Page MenuHomePhabricator

Improved edit summary data in mediawiki_history
Open, Needs TriagePublic

Description

Edit summaries contains various forms of structured data that require regular expressions or other string-based approaches to be identified and manipulated. Having this information extracted and useable in a different format would make working with this data a lot easier.

We currently know of the following types of data in edit summaries:

  1. Hashtags. These are freeform text starting with "#" and commonly used by various campaigns (e.g. #1lib1ref, #wpwp). These can be made available as an array without the starting "#", similar to how edit tags are available in revision_tags.
  2. Structured Data on Commons (/wikibase?). These are identifiable from being wrapped in "/* … */", where the parts inside have a format of "wb[keyword1]-[keyword2]:" followed by some combination of numbers and "|".
  3. GrowthExperiments structured tasks. These have a similar format to the Structured Data on Commons summaries. They start with "growthexperiments-" followed by either"addlink" or "addimage", followed by "-summary-summary:" If the second keyword is "addimage", following the ":" is always " 1". If the keyword is "addlink", then the ":" is followed by three integers separated by "|". The first integer is the number of links added in the edit.
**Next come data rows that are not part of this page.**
PR #63, opened 2020-05-05
Collapse common spec fields into a CommonSpec.

markusthoemmes:
## Proposed Changes

This forms part of the basis to reduce repetition once we're moving forward with the interfaces proposed in #54.

I wanted to put this one out for discussion early as this is a **breaking change** in the construction of KnativeServing/KnativeEventing resources (see the test changes below). Do we want to go that route? The tradeoff is accepting this change vs. repeating accessor functions for both Eventing and Serving.

**Release Note**

```release-note
NONE
```

/assign @aliok @houshengbo @jcrossley3

### DIFF
--- a/pkg/apis/operator/v1alpha1/common.go
+++ b/pkg/apis/operator/v1alpha1/common.go
@@ -16,7 +16,10 @@ limitations under the License.
 
 package v1alpha1
 
-import "knative.dev/pkg/apis"
+import (
+	corev1 "k8s.io/api/core/v1"
+	"knative.dev/pkg/apis"
+)
 
 const (
 	// DependenciesInstalled is a Condition indicating that potential dependencies have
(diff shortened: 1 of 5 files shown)


test/resources/knativeserving.go
```diff
@@ -118,13 +118,15 @@ func getDeploymentStatus(d *v1.Deployment) corev1.ConditionStatus {
...
 func getTestKSOperatorCRSpec() v1alpha1.KnativeServingSpec {
 	return v1alpha1.KnativeServingSpec{
-		Config: map[string]map[string]string{
-			DefaultsConfigKey: {
-				"revision-timeout-seconds": "200",
-			},
-			LoggingConfigKey: {
-				"loglevel.controller": "debug",
-				"loglevel.autoscaler": "debug",
+		CommonSpec: v1alpha1.CommonSpec{
```
markusthoemmes, line 121: Are we willing to accept this change?

jcrossley3: I'm ok with it. It's only an issue for literals, so just makes tests a little noisier. But I'm willing to trade that for the elimination of the duplicate fields.

pkg/apis/operator/v1alpha1/common.go
```diff
@@ -0,0 +1,69 @@
...
+	// +optional
+	Registry Registry `json:"registry,omitempty"`
+
+	// Override containers' resource requirements
+	// +optional
+	Resources []ResourceRequirementsOverride `json:"resources,omitempty"`
+}
+
+// Config represents a map of upstream config map data.
+type Config map[string]map[string]string
```
houshengbo, line 38: Is this line still useful?

markusthoemmes: good point, I should hook it up with the above.

test/resources/knativeserving.go
houshengbo: @markusthoemmes Do we change the structure in CR yamls?
Based on my understanding, it is no. That is fine.
CommonSpec is included directly in KnativeServingSpec and KnativeEventingSpec. That looks find to me as well.

pkg/apis/operator/v1alpha1/common.go
markusthoemmes: Fixed, took it out.

test/resources/knativeserving.go
markusthoemmes: Yeah, as Jim mentioned this is only about literals in Golang.

markusthoemmes:
Rebased.

aliok:
/approve

This is a very needed change IMO. Thanks for initiating this.

PR #75, opened 2020-05-07
Move install routine into common code and add tests.

markusthoemmes:
## Proposed Changes

As the title says mostly. This factors the install routine into common code and adds unit tests to them. Reuses the now common handler in both reconcilers.

**Release Note**

```release-note
NONE
```

/assign @aliok @jcrossley3 @houshengbo

### DIFF
--- a/pkg/reconciler/common/install_test.go
+++ b/pkg/reconciler/common/install_test.go
@@ -1,0 +1,121 @@
+/*
+Copyright 2020 The Knative Authors
+
+Licensed under the Apache License, Version 2.0 (the "License");
+you may not use this file except in compliance with the License.
+You may obtain a copy of the License at
+
+    http://www.apache.org/licenses/LICENSE-2.0
+
+Unless required by applicable law or agreed to in writing, software
+distributed under the License is distributed on an "AS IS" BASIS,
+WITHOUT WARRANTIES OR CONDITIONS OF ANY KIND, either express or implied.
+See the License for the specific language governing permissions and
+limitations under the License.
+*/
+
+package common
+
+import (
+	"errors"
+	"testing"
+
+	"github.com/google/go-cmp/cmp"
+	mf "github.com/manifestival/manifestival"
+	corev1 "k8s.io/api/core/v1"
+	"k8s.io/apimachinery/pkg/apis/meta/v1/unstructured"
+	"knative.dev/operator/pkg/apis/operator/v1alpha1"
+)
+
+func TestInstall(t *testing.T) {
+	// Resources in the manifest
+	version := "v0.14-test"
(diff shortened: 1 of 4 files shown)


pkg/reconciler/common/install_test.go
```diff
@@ -0,0 +1,121 @@
...
+	roleBinding := NamespacedResource("rbac.authorization.k8s.io/v1", "RoleBinding", "test", "test-role-binding")
+	clusterRole := ClusterScopedResource("rbac.authorization.k8s.io/v1", "ClusterRole", "test-cluster-role")
+	clusterRoleBinding := ClusterScopedResource("rbac.authorization.k8s.io/v1", "ClusterRoleBinding", "test-cluster-role-binding")
+
+	// Deliberately mixing the order in the manifest.
+	in := []unstructured.Unstructured{*deployment, *role, *roleBinding, *clusterRole, *clusterRoleBinding}
+	// Expect things to be applied in order.
+	want := []*unstructured.Unstructured{role, clusterRole, roleBinding, clusterRoleBinding, deployment}
+
+	client := &fakeClient{}
```
jcrossley3, line 44: I should publish a `mf.fake.Client`, I think. I've wanted one more than once.

pkg/reconciler/common/install_test.go
```diff
@@ -0,0 +1,121 @@
...
+)
+
+func TestInstall(t *testing.T) {
+	// Resources in the manifest
+	version := "v0.14-test"
+	deployment := NamespacedResource("apps/v1", "Deployment", "test", "test-deployment")
+	role := NamespacedResource("rbac.authorization.k8s.io/v1", "Role", "test", "test-role")
+	roleBinding := NamespacedResource("rbac.authorization.k8s.io/v1", "RoleBinding", "test", "test-role-binding")
+	clusterRole := ClusterScopedResource("rbac.authorization.k8s.io/v1", "ClusterRole", "test-cluster-role")
+	clusterRoleBinding := ClusterScopedResource("rbac.authorization.k8s.io/v1", "ClusterRoleBinding", "test-cluster-role-binding")
```
jcrossley3, line 37: If this ever became unwieldy, I might toss a yaml file beneath `testdata/`

markusthoemmes: I like to have them available programmatically a ton more I must say. As in this case, I can reuse the same objects to create the "in" and "want" lists and even reuse their memory adresses.

pkg/reconciler/common/install_test.go
markusthoemmes: Not quite sure if that's necessary. A little helper that makes me only implement the functions really under test would be nice maybe.

PR #77, opened 2020-05-07
Fix job image override

### LINKED ISSUE #76: Unable to override image for the upgrade job
**Describe the bug**
Unable to override image for the upgrade job.

**Expected behavior**
Able to override image for the upgrade job

**To Reproduce**
No way of overriding jobs in https://github.com/knative-sandbox/operator/blob/master/pkg/reconciler/common/images.go#L46

**Knative release version**
0.14

aliok:
Fixes #76 

## Proposed Changes

* Fix image override for jobs (eg. 0.14 upgrade job for eventing)

**Release Note**

```release-note
Fixed image override for Knative Eventing 0.14 upgrade job
```

### DIFF
--- a/pkg/reconciler/common/images_test.go
+++ b/pkg/reconciler/common/images_test.go
@@ -282,36 +282,36 @@ func runResourceTransformTest(t *testing.T, tt *updateImageTest) {
 	unstructuredDeployment := util.MakeUnstructured(t, util.MakeDeployment(tt.name, corev1.PodSpec{Containers: tt.containers}))
 	deploymentTransform := ImageTransform(&tt.registry, log)
 	deploymentTransform(&unstructuredDeployment)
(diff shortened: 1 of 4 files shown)


pkg/reconciler/common/images_test.go
```diff
@@ -304,6 +311,13 @@ func validateUnstructedDaemonSetChanged(t *testing.T, tt *updateImageTest, u *un
 	util.AssertDeepEqual(t, daemonSet.Spec.Template.Spec.Containers, tt.expected)
 }
 
+func validateUnstructedJobChanged(t *testing.T, tt *updateImageTest, u *unstructured.Unstructured) {
```
houshengbo, line 314: @aliok Would you mind doing a search for `unstructed` across all files. I think we should use `Unstructured`.

aliok: Good catch :) I did a search&replace now in the entire codebase

PR #82, opened 2020-05-08
Override images in PodSpecables

aliok:
Fixes #

## Proposed Changes

*
*
*

**Release Note**

```release-note

```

What data structure is the best fit for the latter two cases is something we can figure out as part of this task. There might also be additional types of data available in edit summaries that we can identify and add to the list of examples.

Event Timeline

I think these are two fairly different problems that are better discussed in separate tasks. Hashtags make sense in the edit summary, but it would be nice if they were easily searchable/filterable. I filed T323875: Turn edit summary hashtags into change tags about what I think would be a good low-effort solution. The multilingual edit summaries that Wikidata, Commons structured data and some Growth features use don't contain any interesting data worth extracting, OTOH they don't really make sense outside of MediaWiki so they can be disruptive for patrol tooling (e.g. NavPopups will show them as-is when inspecting a difflink). T215637: Implement translatable edit summaries / multilingual comments using comment_data seems like a potential approach for improving that; I proposed another one in T323879: Action API response field for showing "partially parsed" comments (for autocomments).

The multilingual edit summaries that Wikidata, Commons structured data and some Growth features use don't contain any interesting data worth extracting

We have to work with those and extract data from those occasionally (e.g. when reporting on image caption and title description additions/translations within the Wikipedia Android app), and it would be useful to have that data processed and restructured in MW history dataset.

I love this task as another user of hashtags and structured summaries. If adding these fields to mediawiki_history ends up being judged not feasible, I wonder if there's an alternative solution that uses the upcoming page change stream (T308017) and enriches it with these different parsings? Not available in mediawiki_history then but you would have an event table with the data that could be filtered / joined in with mediawiki_history.